PR #12270, opened 2023-11-07
chore: Reduce slots API serverless memory configuration

keithwillcode:
## What does this PR do?

Vercel serverless function pricing is based on the memory allocated of serverless functions, not usage of memory. After analyzing the memory usage of the slots endpoint, it looks like we can confidently lower its memory allocation to reduce cost by half.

**The task**
Pull out each line of the records holding the string "serverless".

**Task result**
chore: Reduce slots API serverless memory configuration
Vercel serverless function pricing is based on the memory allocated of serverless functions, not usage of memory. After analyzing the memory usage of the slots endpoint, it looks like we can confidently lower its memory allocation to reduce cost by half.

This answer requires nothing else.